- Opening Delimiter -

PR #576, opened 2025-05-22
feat(PVO11Y-4779): Dynamic multi-exporter build and runtime selection

FaisalAl-Rayes:
Allow to build more than one exporter and select the one to use using the "cmd" of the image.

### DIFF
--- a/config/exporters/monitoring/grafana/base/prometheus-exporter-service.yaml
+++ b/config/exporters/monitoring/grafana/base/prometheus-exporter-service.yaml
@@ -116,6 +116,7 @@ spec:
           runAsNonRoot: true
       - name: exporters
         image: exporter:latest
+        args: ["dsexporter"]
         resources:
           limits:
             cpu: 100m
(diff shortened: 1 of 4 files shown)


config/exporters/monitoring/grafana/base/prometheus-exporter-service.yaml
```diff
@@ -116,6 +116,7 @@ spec:
           runAsNonRoot: true
       - name: exporters
         image: exporter:latest
+        args: ["dsexporter"]
```
kubasikus, line 119: Once this change is accepted, we should test it in staging cluster via https://github.com/redhat-appstudio/infra-deployments/blob/main/components/monitoring/grafana/staging/kustomization.yaml . Then roll it out to prod as well.

kubasikus (approved):
This seems to work well and sets us up for the follow up work of adding a new exporter in https://github.com/redhat-appstudio/o11y/pull/574

mike-kingsbury (approved):
LGTM

PR #1063, opened 2024-08-10
Feat/1.21.1

thelooter:
# Description
Depends on #1062 

# Checklist


src/main/java/be/seeseemelk/mockbukkit/block/banner/PatternTypeMock.java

- Closing Delimiter -

▶ _WORK ORDER_
If a line of the material contains the word "config", count it; please reply with the total and nothing more.

▶ _ANSWER SPACE_
3